Feminism — or Women’s Lib, as it has been called — convinced many in the generation of women in the 1970s that a woman’s “proven worth,” again quoting the Book of Proverbs, was to be found in her ability to be equal to men. Recalling Annie Oakley’s phrase — “Anything you can do, I can do better” — some women sought their worth exclusively in pursuing traditional masculine goals and, alas, often ignoring and even demeaning the traditional feminine role of wife and mother.
In this regard, Alice von Hildebrand, speaking at Providence College, noted that feminism has been the death of femininity. In striving to be equal to men, some women have forsaken those unique roles that only a woman can offer to the world: wife and mother. Women are not called by God simply to mimic men. Women rather are called to know themselves, their unique strengths, their distinctive virtues, their exceptional talents. Womanhood must put its own brand on the world. Today’s society must ask once again exactly what the vocation of wife and mother entails.
And while we are at it, the same investigation into self-knowledge must be demanded of men. Quite often when marriage difficulties are frankly faced, a wife will admit of her husband, “Well, he’s a good provider.” And certainly this is a boon to any marriage. Keeping bread on the table, a roof over the family’s head and the check book balanced are worthy goals. But the man’s true role in the family is not merely to pay the bills. As a woman’s unique contribution to family is wife and mother, a man’s unique involvement in family life is husband and father.

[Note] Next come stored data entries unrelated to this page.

PR #848, opened 2020-03-09
Fixed null ptr caused by missing string formatting argument

pablomd314:


extensions/data-transfer/portability-data-transfer-microsoft/src/main/java/org/datatransferproject/transfer/microsoft/photos/MicrosoftPhotosImporter.java
```diff
@@ -210,6 +210,11 @@ private String importSinglePhoto(
     for (DataChunk chunk : chunksToSend) {
       chunkResponse = uploadChunk(chunk, photoUploadUrl, totalFileSize, photo.getMediaType());
     }
+    if (chunkResponse.code() != 200 && chunkResponse.code() != 201) { 
+      // Once we upload the last chunk, we should have either 200 or 201. 
+      // This should change to a precondition check after we debug some more.
+      monitor.debug(() -> "Received a bad code on completion of uploading chunks", chunkResponse.code());
```
seehamrun: If this happens, should we continue the function call or return? My initial thought is to just make this a precondition off the bat, whats stopping us from doing that?

pablomd314: We don't really know under what conditions we won't get 200 or 201, it's possible that a healthy upload could result in a code other than 200 or 201. I want to see if we ever get a code other than 200 or 201 before committing to a precondition.

PR #850, opened 2020-03-10
cleanup unused vars and functions in smugmug extension

seehamrun:


seehamrun:
Not sure if theres a way to retrigger travis, but this looks like a transient failure

PR #861, opened 2020-04-01
Fix flickr gif test

seehamrun:


seehamrun:
Travis failure looks like a transient failure in the AngularJS module.

PR #871, opened 2020-05-04
close input streams

pablomd314:


extensions/data-transfer/portability-data-transfer-flickr/src/main/java/org/datatransferproject/datatransfer/flickr/photos/FlickrPhotosImporter.java
```diff
@@ -230,6 +229,7 @@ private String uploadPhoto(PhotoModel photo, UUID jobId) throws IOException, Fli
             .setDescription(photoDescription);
     perUserRateLimiter.acquire();
     String uploadResult = uploader.upload(inStream, uploadMetaData);
+    inStream.close();
```
holachuy, line 232: Is uploader.upload a blocking call that ensures the stream is no longer used? 

We could also use a try with resources block if the call is AutoCloseable.

pablomd314: it can be async or sync, but we call setAsync(false) on the metadata, so this is a synchronous call that only returns on success.

PR #873, opened 2020-05-04
no microsoft empty album names

pablomd314:


extensions/data-transfer/portability-data-transfer-microsoft/src/main/java/org/datatransferproject/transfer/microsoft/photos/MicrosoftPhotosImporter.java
```diff
@@ -140,7 +140,9 @@ public ImportResult importItem(
   private String createOneDriveFolder(PhotoAlbum album) throws IOException {
 
     Map<String, Object> rawFolder = new LinkedHashMap<>();
-    rawFolder.put("name", album.getName());
+    // clean up album name for microsoft specifically
+    String albumName = album.getName() == null || album.getName().length() == 0 ? "Untitled" : album.getName();
```
seehamrun, line 144: Length for the single space string will be 1 right? Can we trim and use Strings.isNullOrEmpty?

pablomd314: no, it gets trimmed in PhotoAlbum to remove trailing and leading spaces. changed to isnullorempty

extensions/data-transfer/portability-data-transfer-microsoft/src/main/java/org/datatransferproject/transfer/microsoft/photos/MicrosoftPhotosImporter.java
```diff
@@ -140,7 +140,9 @@ public ImportResult importItem(
   private String createOneDriveFolder(PhotoAlbum album) throws IOException {
 
     Map<String, Object> rawFolder = new LinkedHashMap<>();
-    rawFolder.put("name", album.getName());
+    // clean up album name for microsoft specifically
+    String albumName = Strings.isNullOrEmpty(album.getName()) ? "Untitled" : album.getName();
```
seehamrun, line 144: I think you need to trim it first to get rid of the whitespace. this would return false for a string with a single space.

pablomd314: no, it gets trimmed in PhotoAlbum to remove trailing and leading spaces.

seehamrun: Ah forgot about that, lets add it in the above comment.

PR #879, opened 2020-05-08
Hash and equals

pablomd314:
if we redefine equals we should redefine hash to prevent issues when dealing with things like Sets and other hash using hashers


seehamrun:
For posterity, AutoValue implements hash and equals properly, which is why we're removing the equals() override in PortabilityJob

PR #880, opened 2020-05-11
Insecure crypto

pablomd314:
fixes 
1) non-static encryption methods
2) ambiguous AES encryption method


libraries/security/src/main/java/org/datatransferproject/security/CryptoTransformations.java
```diff
@@ -0,0 +1,23 @@
...
+ * distributed under the License is distributed on an "AS IS" BASIS,
+ * WITHOUT WARRANTIES OR CONDITIONS OF ANY KIND, either express or implied.
+ * See the License for the specific language governing permissions and
+ * limitations under the License.
+ */
+package org.datatransferproject.security;
+
+/** Provides compile-time constants for secure crypto transformations. For use 
+in creation of Encrypter/Decrypter */
+public final class CryptoTransformations {
```
holachuy, line 20: How about we use an enum to be typsafe then we can use it in the case conditions?

public enum CryptoTransformation {
    AES_CBC_NOPADDING("AES/CBC/NoPadding"),
    RSA_ECB_PKCS1("RSA/ECB/PKCS1Padding"),

    public final String algorithm;
 
    private CryptoTransformation(String algorithm) {
        this.algorithm = algorithm;
    }
}

libraries/security/src/main/java/org/datatransferproject/security/EncrypterImpl.java
```diff
@@ -47,21 +49,47 @@
...
   public String encrypt(String data) {
     try {
-      Cipher cipher = Cipher.getInstance(transformation);
-      cipher.init(Cipher.ENCRYPT_MODE, key);
-      byte[] salt = new byte[8];
+      Cipher cipher;
+      switch (transformation) {
+      case CryptoTransformations.AES_CBC_NOPADDING:
+        cipher = Cipher.getInstance(CryptoTransformations.AES_CBC_NOPADDING);
+        cipher.init(Cipher.ENCRYPT_MODE, key, generateIv(cipher));
```
holachuy, line 56: Per offline converation, let's add high level outline to javadoc.

PR #881, opened 2020-05-12
Add finishedJob metric when job is cancelled

zhang123cnn:
Summary:
Currently when a job is started and then cancelled by user, dtp worker
would only print the startedJob metrics line in the log. This makes the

“Husbands, love your wives as Christ loved the Church,” advises St. Paul to his readers. And the Apostle no doubt meant a warm, loving relationship marked by tenderness and intimacy. Counselors insist that a close and caring rapport between husband and wife is the primary task of any married couple, more basic even than caring for any children. The spousal relationship is primary; parental responsibilities must never usurp the vocation to be husband or the vocation to be wife.
Not just textbook parenting but actually being a sensitive father and being a sympathetic mother are mutual responsibilities for a married couple. Men might well approach fatherhood differently than women might embrace motherhood, but neither role can be ignored. The challenging father and the understanding mother are not clichés. Children need to be tested just as much as they need to be affirmed. Both spouses must be aware of the God-given roles that are rooted in their own gender, each making their singular but integral contributions to family life.
Christ’s parable of the talents proclaimed this weekend celebrates the responsible believer who energetically puts him or herself in the service of the master.
God is delighted with every eager response to life’s challenges. “Since you were faithful in small matters, I will give you great responsibilities,” the master announces.
The successful wife and mother, the effective husband and father, will not go unnoticed.